Collected data entries
◆ ◆ ◆

PR #238, opened 2022-11-01
use python 3.9 by default

goneri:
- upgrade to Python 3.8.
- Use ubuntu-22.04 for Azure Pipeline.


goneri:
See: https://github.com/mattclay/aws-terminator/pull/239

PR #239, opened 2022-11-02
refresh the sanity tests and use tox

goneri:
- Use `tox` to run the sanity tests
- Upgrade the default versions
- Break the dependency on Python3.7
- Adjust some issues in the code to be compliant with the update tests

These dependencies should be merged first:
- https://github.com/mattclay/aws-terminator/pull/246
- https://github.com/mattclay/aws-terminator/pull/247


README.md
```diff
@@ -1,3 +1,17 @@
 # AWS Terminator
 
 An AWS Lambda function for cleaning up AWS resources.
+
+## Run the sanity tests
+
+We use `tox` to run the sanity tests:
+
+``` sh
```
webknjaz, line 9: If there's a prompt, the console lexer should be used for proper highlighting. Otherwise, drop the prompt.
```suggestion
```console
```

aws/cleanup.py
```diff
@@ -50,7 +50,7 @@ def default_ctor(_dummy, tag_suffix, node):
 
     yaml.add_multi_constructor('', default_ctor)
 
-    with open(config_path) as config_fd:
+    with open(config_path, encoding="UTF-8") as config_fd:
```
webknjaz, line 53: I rarely ever see the encodings uppercased in Python. I suppose, let's stick to the convention:
```suggestion
    with open(config_path, encoding='utf-8') as config_fd:
```

tox.ini
```diff
@@ -0,0 +1,32 @@
+[tox]
+skipsdist=True
+envlist=pycodestyle,pylint,yamllint
+
+[testenv]
+deps =
+  -cconstraints.txt
+  -raws/requirements.txt
+
+[testenv:pylint]
```
webknjaz, line 10: It's typically nicer to consolidate various linting tools under pre-commit, like this: https://github.com/ansible/pylibssh/blob/bfc1e97/.pre-commit-config.yaml + https://github.com/ansible/pylibssh/blob/bfc1e97/tox.ini#L296-L309.

tox.ini
```diff
@@ -0,0 +1,32 @@
...
+  pycodestyle
+commands = pycodestyle --config pycodestyle.ini aws
+
+[testenv:yamllint]
+deps =
+  {[testenv]deps}
+  yamllint
+commands = yamllint --config-file .yamllint aws hacking
+
+[testenv:policy]
```
webknjaz, line 28: It's a good idea to provide a `description` definition so that it's available in the `tox -av` output.

tox.ini
```diff
@@ -0,0 +1,32 @@
...
+deps =
+  {[testenv]deps}
+  ansible-core
+commands = ansible-playbook -i localhost hacking/aws_config/test-policies.yml
```
webknjaz, line 32: I'd use full paths where possible:
```suggestion
commands = ansible-playbook -i localhost {toxinidir}/hacking/aws_config/test-policies.yml
```

tox.ini
goneri: Thanks for the suggestion. It's a good idea but slightly out of scope for this PR.

goneri:
Thank you @webknjaz for the review!

tox.ini
```diff
@@ -0,0 +1,36 @@
+[tox]
+skipsdist=True
+envlist=pycodestyle,pylint,yamllint
+
+[test-deps]
+deps =
+  -cconstraints.txt
+  -raws/requirements.txt
+
+[test-deps:pylint]
```
webknjaz, line 10: This should remain 
```suggestion
[testenv:pylint]
```
For tox to notice it.

abikouo (approved):

Makefile
```diff
@@ -9,12 +9,11 @@ default:
 .PHONY: test-all
 test-all: test
 	make test -C aws
-	make test -C hacking
+	tox
```
mattclay, line 12: Between the switch to `tox` and previous changes that were made, it appears several files are no longer needed:

* this `Makefile`
* all 3 `test-requirements.txt` files
* the empty `hacking/requirements.txt` file

aws/terminator/__init__.py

◆ ◆ ◆

YOUR TASK :: With the line containing "mattclay, line 12: Between" as the first and the last line of the data as the final one, copy every line between them exactly, those two included.

SOLUTION TO THE PROBLEM ::
mattclay, line 12: Between the switch to `tox` and previous changes that were made, it appears several files are no longer needed:

* this `Makefile`
* all 3 `test-requirements.txt` files
* the empty `hacking/requirements.txt` file

aws/terminator/__init__.py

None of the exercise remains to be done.